Background: The SAPIEN 3 (Edwards Lifesciences Inc., Irvine, California) transcatheter valve incorporates features designed to address the well-known deficiencies of transcatheter aortic valve replacement (TAVR). An ultra-low-profile delivery system facilitates safe, controlled, and accurate implantation and an external seal minimizes paravalvular regurgitation.

Objectives: The study evaluated whether TAVR with this third-generation valve would be a viable alternative to high- or intermediate-risk surgery for severe aortic stenosis.

Methods: The prospective study enrolled 150 patients at 16 sites in Europe and Canada. Clinical and echocardiographic outcomes were assessed at baseline, post-procedure, and 30 days. New sizing recommendations were developed during the course of the study.

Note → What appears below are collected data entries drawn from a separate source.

PR #2917, opened 2018-09-02
Remove use of C++11 nullptr

gacholio:
Breaks older compilers - use NULL instead.

Signed-off-by: Graham Chapman <graham_chapman@ca.ibm.com>

PR #2918, opened 2018-09-02
Prevent rare shutdown crashes in well-behaved applications 

gacholio:
Well-behaved applications ensure that all forked threads have terminated
before shutting down the thread library (for example, by using
omrthread_exit with a monitor to signal completion rather than simply
falling off the end of the thread proc).

This change ensures that the thread library shutdown will wait for all
omrthread_exit calls to complete before starting to shut down.

A subtle side-effect of this change is that TLS finalizers will be
called earlier on threads which use omrthread_exit (they will be called
before exitting held monitors rather than after). This is to avoid
calling the finalizers with the global mutex locked. It should have no
effect.


gacholio:
Note: based on #2917, so the second commit should vanish once that's merged.

gacholio:
Note this change does not affect omrthread_exit calls that happen after thread library shutdown has begun (there is no reliable way to do that). It assumes that all threads have been terminated before the shutdown starts, and ensures that those terminations take place before library shutdown.

gacholio:
The appveyor build appears to be broken by a pre-existing issue with debug builds.

```static intptr_t
init_threadParam(char *name, uintptr_t *pDefault)
{
	uintptr_t *p;

	ASSERT(name);
	ASSERT(pDefault);
	ASSERT(0 != *pDefault);

	p = omrthread_global(name);
	if (NULL == p) {
		return -1;
	}
	ASSERT(0 == *p);
	*p = (uintptr_t)pDefault;

	return 0;
}
```

```
ASSERT(0 != *pDefault);
```

appears to be bogus - why would it be illegal for a default value to be 0?

Looks like the source of the problem is `init_spinParameters`:

```
	lib->adaptSpinHoldtime = 0;
	if (init_threadParam("adaptSpinHoldtime", &lib->adaptSpinHoldtime)) {
```

Seems pretty blatantly broken.

charliegracie:
@babsingh thoughts on @gacholio's question?

gacholio:
Were debug builds added recently? This should have been failing on every OMR PR build.

charliegracie:
As far as I can see there have been no changes in the AppVeyor builds in a very long time.

babsingh:
I agree with GAC. `lib->adaptSpin*` variables are set to 0 before `init_threadParam` is used to initialize `"adaptSpin*"` global variables. `ASSERT(0 != *pDefault)` is not needed.

Currently, `ASSERT(0 != *pDefault)` should always fail on all platforms. Are asserts working properly on all platforms?

gacholio:
They're not real asserts - THREAD_ASSERTS must be defined for them to generate any code.

charliegracie:
@genie-omr build all

gacholio:
The problem is not the bad assert, it seems specific to windows.

gacholio:
Assertion will be fixed in #2925

gacholio:
Looks like only the debug build (whatever that entails) on windows fails.

gacholio:
Windows crash is due to shutting the library down multiple times, fix now added to this PR.

charliegracie:
@genie-omr build all

charliegracie:
@genie-omr build all

charliegracie:
@genie-omr build all

charliegracie:
@babsingh can you review this as well please?

thread/common/omrthread.c
```diff
@@ -2121,14 +2145,30 @@ threadInternalExit(void)
...
-	GLOBAL_UNLOCK_SIMPLE(lib);
-
-	/* We couldn't clear TLS earlier because the debug version of
-	 * GLOBAL_UNLOCK_SIMPLE() uses omrthread_self().
+#if defined(THREAD_ASSERTS)
+	/* We can't clear TLS before unlocking the global monitor because
+	 * the debug version of GLOBAL_UNLOCK_SIMPLE() uses omrthread_self().
+	 *
+	 * This opens up a small window of time where the thread library
+	 * could be shut down before this thread has completed exitting.
```
babsingh: typo: exitting -> exiting

thread/common/omrthread.c
```diff
@@ -2121,14 +2145,30 @@ threadInternalExit(void)
...
+	{
+		TLSKEY tlsKey = lib->self_ptr;
+		GLOBAL_UNLOCK_SIMPLE(lib);
+		if (detached) {
+			TLS_SET(tlsKey, NULL);
+		}
+	}
+#else /* THREAD_ASSERTS */
 	if (detached) {
 		TLS_SET(lib->self_ptr, NULL);
```
babsingh: i think `TLS_SET/pthread_setspecific/TlsSetValue` are thread-safe. so, the TLS can be always cleared after releasing the global lock. the `ifdefs THREAD_ASSERTS` can be removed.

thread/common/omrthread.c
```diff
@@ -2071,9 +2091,12 @@ threadFree(omrthread_t thread, int globalAlreadyLocked)
  * Exit from the current thread.
  *
  * If the thread has been detached it is destroyed.
+ *
+ * @param[in] globalAlreadyLocked indicates whether the thread library global mutex is already locked
+ *            Also implies that omrthread_tls_finalize was called before the global mutex was locked
  */
```
babsingh: missing documentation: `@return none` or `return void`

thread/common/omrthread.c
```diff
@@ -679,11 +679,17 @@ init_spinParameters(omrthread_library_t lib)
...
-void
+static void
 omrthread_shutdown(void)
 {
 	omrthread_library_t lib = GLOBAL_DATA(default_library);
 	ASSERT(lib);
+	/* Acquire the global lock here to wait until all outstanding omrthread_exit calls
+	 * have completed. omrthread_exit holds the global lock until the thread is ready
+	 * to exit to the OS.
+	 */
```
babsingh: The goal is to wait here until all outstanding `omrthread_exit` calls have completed. `GLOBAL_LOCK_SIMPLE` uses a mutex. A mutex won't guarantee that all `omrthread_exit` calls have completed. Shouldn't a condition variable be used over here?

thread/common/omrthread.c
gacholio: This has nothing to do with thread safety - the comment clearly states why TLS can't be cleared in the assert case.

thread/common/omrthread.c
gacholio: It was like that when I got here :)

thread/common/omrthread.c
gacholio: I only care about omrthread_exit calls that were in progress when the shutdown begins. Any thread library call issued after shutdown begins is going to crash/fail randomly.

gacholio: The correct pattern is to inform all your forked threads of the need to exit, and wait for them to indicate that with a monitor protecting a count variable or somesuch. Each thread calls omrthread_exit with the monitor after indicating completion. Once they've all checked in, the library shutdown can begin. This code ensures that each thread executing omrthread_exit has reached the point of OS termination (and never needs to reference the thread library structures again). In pratice, only one thread could be in this state when shutdown begins.

thread/common/omrthread.c
gacholio: See below.

gacholio:
I will fix the spelling and return comment provided we don't need to launch another round of builds.

thread/common/omrthread.c
babsingh: i meant ... can't we just use the below code block for all scenarios. this way ... we can avoid duplicate code in the ifdefs. the new scope can be avoided if the TLS key is retrieved at the start of the function. 
```
	{
		TLSKEY tlsKey = lib->self_ptr;
		GLOBAL_UNLOCK_SIMPLE(lib);
		if (detached) {
			TLS_SET(tlsKey, NULL);
		}
	}
```

gacholio: I see what you're saying, but this is still an issue. Using the tlsKey after the unlock still leaves a tiny window where the shutdown could free the key before the TLS_SET takes place. If the key were somehow reallocated, we'd be NULLing someone else's data.

PR #2920, opened 2018-09-04
Do not skip generation of LA in aiadd evaluator

fjeremic:
When evaluating the following tree we currently have a bug where we do
not generate the actual add because the displacement is too large to be
handled by long displacement instructions:

```
aiadd
  aconst 0x784b8500
  iconst 28
```

This is specific to 31-bit. The reason is because we do not generate
the LA instruction to add the 28 to the previous memory reference. This
bug was introduced in commit 564fb25 as part of #2882. In fact the code
that was removed here is actually an optimization on 31-bit that does
not exist for 64-bit but it really should.

This will be addressed in a separate Issue which will be opened as part
of the PR containing this commit.

### DIFF
--- a/compiler/z/codegen/OMRTreeEvaluator.cpp
+++ b/compiler/z/codegen/OMRTreeEvaluator.cpp
@@ -7101,19 +7101,7 @@ OMR::Z::TreeEvaluator::aiaddEvaluator(TR::Node * node, TR::CodeGenerator * cg)
 
    aiaddMR->populateAddTree(node, cg);
    aiaddMR->eliminateNegativeDisplacement(node, cg);
-
-   // this is partial extract from enforceDisplacementLimit in order to remove the need for the final LA in some cases
-   if (aiaddMR->getOffset() >= MAXLONGDISP && aiaddMR->getOffset() <= TR::getMaxSigned<TR::Int32>() && TR::Compiler->target.is32Bit())
-      {
-      TR::MemoryReference *tempMR = generateS390MemoryReference(aiaddMR->getBaseRegister(), aiaddMR->getIndexRegister(), 0, cg);
-      tempMR->setSymbolReference(aiaddMR->getSymbolReference());
-      generateRXInstruction(cg, TR::InstOpCode::LA, node, targetRegister, tempMR);
-      generateS390ImmOp(cg, TR::InstOpCode::getAddOpCode(), node, targetRegister, targetRegister, (int32_t)aiaddMR->getOffset());
-      }
-   else
-      {
-      aiaddMR->enforceDisplacementLimit(node, cg, NULL);
-      }
+   aiaddMR->enforceDisplacementLimit(node, cg, NULL);
 
    if (node->getOpCodeValue() == TR::aiadd && node->isInternalPointer())
       {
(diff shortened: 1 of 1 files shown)


fjeremic:
@genie-omr build zlinux,zos

vijaysun-omr:
It is a bit uncommon to have an aiadd with two constant children; I'm curious how you ended up with that IL tree (i.e. which pass created it) ? Obviously we do need to handle it correctly and so I don't disagree with your commit.

vijaysun-omr:
Since #2882 was mostly about removing (implicitly or explicitly) unused apis could you please elaborate on how that change actually resulted in this change in behaviour ?

fjeremic:
> It is a bit uncommon to have an aiadd with two constant children; I'm curious how you ended up with that IL tree (i.e. which pass created it) ? Obviously we do need to handle it correctly and so I don't disagree with your commit.

See details in #2923. It was noticed in OpenJ9. Reproducible by any SDK with the following command:

```
./bin/java -Xjit:'limit={java/lang/System.setFieldImpl(Ljava/lang/String;Ljava/lang/Object;)V}(tracefull,log=setFieldImpl.trace)' -version
```

The tree gets generated at ILGen and no subsequent optimization (including simplifier) simplifies the tree.

> Since #2882 was mostly about removing (implicitly or explicitly) unused apis could you please elaborate on how that change actually resulted in this change in behaviour ?

The behavior change was the result of the following line being deleted:
https://github.com/eclipse/omr/pull/2882/files#diff-019309d732e02fc0678eb74f2d192590L7150

Commit 564fb2516755d332a0cdd053dc9fe8defc24689f was supped to deprecate the use of `getBucketPlusIndexRegisters`, however a mistake was made in the `aiadd` evaluator where I did not notice the above line in the `if` block. As such I thought the entire block was dead and removed the `skipFinalLA` variable. This is how the bug got introduced.

This should have really been caught at the OMR level though, hence the need for Tril testing in #2923 that I opened.

vijaysun-omr:
Thanks for answering both questions. 

Regarding the first question, I looked at #2923 and while I got a little bit more information on the origin of the tree (from IL gen and for accessing some instance field off a class) I am still a bit unclear on the context in which this IL is possible. One obvious question is why does'nt the IL gen just generate an aconst instead of this aiadd. If the point is to expose the address of the class separately for ensuring that HCR or AOT can see the address as something to patch up, then I wonder if a loadaddr of that class might have been a better choice of IL (though maybe this bug would probably still have been seen).

fjeremic:
> Regarding the first question, I looked at #2923 and while I got a little bit more information on the origin of the tree (from IL gen and for accessing some instance field off a class) I am still a bit unclear on the context in which this IL is possible. One obvious question is why does'nt the IL gen just generate an aconst instead of this aiadd. If the point is to expose the address of the class separately for ensuring that HCR or AOT can see the address as something to patch up, then I wonder if a loadaddr of that class might have been a better choice of IL (though maybe this bug would probably still have been seen).

Probably a question for the OpenJ9 community. I've opened up an issue [1] and tagged the appropriate people.

[1] https://github.com/eclipse/openj9/issues/2767

vijaysun-omr:
Thanks for the issue for answering the question. Merging this change itself since it is a valid fix regardless.

PR #2924, opened 2018-09-04
Update documents related to C++11 nullptr

0dvictor:
nullptr is not supported by g++ 4.4.7, the oldest gcc/g++ that OMR supports.


fjeremic:
Just making a note that this is in reference to #2917. @0dvictor in the future please add the `[ci skip]` tag to avoid launching builds for documentation changes. Merging without running builds as this does not affect any code.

Results: Patients were 83.6 ± 5.0 years of age, with multiple comorbidities reflected by a Society of Thoracic Surgeons score of 7.4 ± 4.5% and logistic EuroSCORE of 21.6 ± 12.3%. A transfemoral approach was chosen in 64.0% and alternative access (transapical/direct aortic) in the remainder. At 30 days, paravalvular regurgitation was none to mild in 96.4% and moderate in 3.5%. No patient had severe regurgitation. Transfemoral implantation was associated with low mortality (2.1%), no disabling stroke (0.0%), and fully percutaneous access and closure in 95.8%. Nontransfemoral alternative access was associated with higher rates of mortality (11.6%) and stroke (5.6%).

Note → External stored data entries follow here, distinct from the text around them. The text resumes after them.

Issue #2569, opened 2018-05-22
Develop a specification for TR IL


0xdaryl:
As the intermediate representation consumed by the Eclipse OMR compiler technology (known as TR IL) becomes consumed in language runtimes beyond OpenJ9, it is important to ensure its semantics are clearly defined and well understood to prevent inconsistency and ambiguity.  This is important not only for consistency between projects consuming OMR but for different architecture backends within a particular project.  The goal of this effort is to produce stand-alone documentation (either in the GitHub repo or on the Eclipse OMR website) for TR IL as well as improve the documentation in the code.

Some ideas for content and tasks for this effort include:

* Provide a clear definition of what the TR IL is and what its components are:
   * Treetop
   * Node
   * IL opcode
   * Symbol
   * SymbolReference

* Define the data types and their semantics
   * primitive scalar
   * aggregate
   * vector

* Standardize the rules around how trees are structured
   * treetop anchor nodes
   * side effects
   * acyclic
   * type consistency

* Symbols and SymbolReferences
   * kinds and their expected use cases
   * semantics of properties (e.g., volatile, unresolved)

* IL opcodes 
   * typed vs typeless opcodes
   * define opcode properties

* IL opcode semantics
   * memory load/store
   * arithmetic
   * conversion
   * control flow
      * unconditional
      * conditional
      * tables
      * exceptions
      * method dispatch
   * objects
      * allocation
      * introspection
   * misc
	
* Aliasing

* How to extend TR IL in consuming projects (?)

* Testing
   * Creating IL test cases with Tril
   * IL validation

* Should Methods and ResolvedMethods be included (?)

0xdaryl:
@vijaysun-omr @mstoodle @andrewcraik @jdmpapin @Leonardo2718 @ymanton @fjeremic @mpirvu @gita-omr @xliang6

A discussion topic for the May 23 Compiler Architecture meeting.

mstoodle:
Unfortunately, I won't be able to attend this meeting. It looks like you've got more than enough to discuss in a single meeting, though :) .

Some quick observations:

1. I think Block needs to be included as a part of the IL, since you need to be able to talk about how our trees (DAGs) can reach backwards through an extended basic block but not outside an extended block.

[...]

PR #3035, opened 2018-10-05
WIP: Fix for incorrectly marked collected reference on X86

0dvictor:
The result register of TR::aiadd/TR::aladd was incorrectly marked as a
collected reference, when the aiadd/aladd node is not internal pointer.
As a result, an invalid GC map entry may be introduced and causes GC assertions.
The result of TR::aiadd/TR::aladd can never be a collected reference, fixing it.

### DIFF
--- a/compiler/x/codegen/BinaryCommutativeAnalyser.cpp
+++ b/compiler/x/codegen/BinaryCommutativeAnalyser.cpp
@@ -1,5 +1,5 @@
 /*******************************************************************************
- * Copyright (c) 2000, 2016 IBM Corp. and others
+ * Copyright (c) 2000, 2018 IBM Corp. and others
  *
  * This program and the accompanying materials are made available under
  * the terms of the Eclipse Public License 2.0 which accompanies this
@@ -860,30 +860,17 @@ TR::Register *TR_X86BinaryCommutativeAnalyser::integerAddAnalyserImpl(TR::Node  
       }
    else if (getCopyRegs())
       {
-      TR::Register *tempReg;
+      TR::Register* tempReg = _cg->allocateRegister();
       if (firstRegister->containsCollectedReference() ||
           secondRegister->containsCollectedReference() ||
           firstRegister->containsInternalPointer() ||
           secondRegister->containsInternalPointer())
          {
-         if (root->isInternalPointer())
+         if (root->isInternalPointer() && root->getPinningArrayPointer())
             {
-            tempReg = _cg->allocateRegister();
-            if (root->getPinningArrayPointer())
-               {
-               tempReg->setContainsInternalPointer();
-               tempReg->setPinningArrayPointer(root->getPinningArrayPointer());
-               }
+            tempReg->setContainsInternalPointer();
+            tempReg->setPinningArrayPointer(root->getPinningArrayPointer());
             }
-         else if (comp->generateArraylets() && root->getOpCodeValue() == TR::aiadd)
-            // arraylets: aiadd is technically internal pointer into spine object, but isn't marked as internal pointer
-            tempReg = _cg->allocateRegister();
-         else
-            tempReg = _cg->allocateCollectedReferenceRegister();
-         }
-      else
-         {
-         tempReg = _cg->allocateRegister();
          }
 
       targetRegister = tempReg;
--- a/compiler/x/codegen/BinaryEvaluator.cpp
+++ b/compiler/x/codegen/BinaryEvaluator.cpp
@@ -789,23 +789,8 @@ TR::Register *OMR::X86::TreeEvaluator::integerAddEvaluator(TR::Node *node, TR::C
                (internalPointerMismatch || targetRegister->containsCollectedReference()))))
             {
             TR::Register *firstOperandReg = targetRegister;
+            targetRegister = cg->allocateRegister();
 
-            // For a non-internal pointer TR::aiadd created when merging news (for example)
-            // commoning is permissible across a GC point; however the register
-            // needs to be marked as a collected reference for GC to behave correctly;
-            // note that support for internal pointer TR::aiadd (e.g. array access) is not present
-            // still
-            //
-            if (targetRegister->containsCollectedReference() &&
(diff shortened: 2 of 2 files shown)


liqunl:
The commit message is worrying me and seems wrong. The result of aiadd and aladd can be a collected reference if they're internal pointer. There is an API to compute the collectedness of a data. It's `OMR::Node::computeIsCollectedReference`. But this API might not work after lower tree since we do a lot of a2l.

0dvictor:
Could you give some examples when the result of TR::aiadd/TR::aladd should return a collected reference?
If the address node is a collected reference, the result of [address+offset] cannot be another collected reference; if the address node is not a collected reference, how can we possibly know the result is a collected reference?

andrewcraik:
@vijaysun-omr could you review? I think this is popping up a fair number of failures in recent builds.

compiler/x/codegen/BinaryCommutativeAnalyser.cpp
```diff
@@ -860,30 +860,17 @@ TR::Register *TR_X86BinaryCommutativeAnalyser::integerAddAnalyserImpl(TR::Node
...
-               tempReg->setContainsInternalPointer();
-               tempReg->setPinningArrayPointer(root->getPinningArrayPointer());
-               }
+            tempReg->setContainsInternalPointer();
+            tempReg->setPinningArrayPointer(root->getPinningArrayPointer());
             }
-         else if (comp->generateArraylets() && root->getOpCodeValue() == TR::aiadd)
-            // arraylets: aiadd is technically internal pointer into spine object, but isn't marked as internal pointer
-            tempReg = _cg->allocateRegister();
-         else
```
vijaysun-omr: I presume this allocateCollectedReferenceRegister section of code is the one that was causing problems ? 
Could you please elaborate on the actual problem that you are fixing ?

vijaysun-omr:
It seems the title of the PR may have been changed based on @liqunl earlier comment but the PR description and the commit message are still using the words that she requested a change to. 

Can you please change the commit message and be more descriptive in terms of why this change was needed ? i.e. under what situation were we using a collected reference register for an aiadd/aladd ?

vijaysun-omr:
@genie-omr build xlinux win

liqunl:
>It seems the title of the PR may have been changed based on @liqunl earlier comment but the PR description and the commit message are still using the words that she requested a change to.

I have no problem with the wording now, but I agree that we need a more descriptive commit message.

compiler/x/codegen/BinaryCommutativeAnalyser.cpp
0dvictor: The result register (`tempReg` here) was incorrectly marked as a collected reference, when the `aiadd`/`aladd` node is not internal pointer. As a result, an invalid GC map entry may be introduced and causes GC assertions.
I cannot think of any valid reasons that this result could be collected; therefore, all branches are now to allocate a "non-collected" register instead of "collected" ones.

0dvictor:
Commit messages have been updated. Sanity tests may need be restarted.

compiler/x/codegen/BinaryCommutativeAnalyser.cpp
vijaysun-omr: It seems we would have used an (uncollected) register if the isInternalPointer flag would have been "true" on this aiadd/aladd. I expect this would be set on all aiadd/aladd in Java but I guess you saw some case where that node flag was not set (?) If so, how did such a node originate ?

0dvictor: It is from Value Propagation where a `TR::arraycopy` gets generated. The source and destination children are `TR::aladd`.

vijaysun-omr: If these aladds created by arraycopy generation in value propagation don't have the internal pointer flag set, then we should consider setting the flag and see if that fixes the failure.

0dvictor: But either way `aladd` shouldn't return a collected reference. It doesn't make sense to create a collected reference from [address+offset].

vijaysun-omr: Agreed, but it's preferable to fix a bug in common code if we can so that each platform does'nt have to make changes.

0dvictor: Good suggestion. @liqunl kindly agreed to investigate why `root->isInternalPointer()` answered no as a separate issue.

liqunl: It seems like VP arraycopy transformation creates an aiadd/aladd without setting the flag. I'm trying to find where the node is created.

liqunl:
Created https://github.com/eclipse/openj9/issues/3183 to set internal pointer node flags in VP.

andrewcraik:
@vijaysun-omr and @0dvictor  I'm not sure if this is the fix we want in general. #3046 was just merged to fix the missing flag. In general we seem to have a principle of offsets to a collected reference result in a collected reference unless the result is explicitly marked as an internal pointer not to be reported to the GC. removing the functionality to allow collected reference to be generated from collected references via explicit offsets not marked internalPointer because Java doesn't use the feature doesn't seem to be quite the right solution. Now there may be another good reason for removing it, but VP failing to set a flag that is required by current convention doesn't seem like a problem the codegen should be trying to fix as alluded to earlier.

0dvictor:
I don't this this PR is needed to fix #3040 either. This is a generic feature fix, while #3046 is the fix for root cause of #3040.

0dvictor:
@andrewcraik pointed a good point. I think our different points of views came from different understanding of the semantics of `TR::aiadd/TR:aladd`. I suggest to wait for #2569 before making decision whether this changeset should be merged.

Marking this PR as WIP for now.

0dvictor:
Not yet. I don't think we can progress this further until the semantics of `TR::iadd/TR::ladd` is clear.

Conclusions: This third-generation device addresses major deficiencies of earlier valves in terms of ease of use, accuracy of positioning, and paravalvular sealing. The rates of mortality and stroke with transfemoral access are among the lowest reported and support further evaluation as an alternative to open surgery in intermediate-risk patients. (Safety and Performance Study of the Edwards SAPIEN 3 Transcatheter Heart Valve [SAPIEN3]; NCT01808287).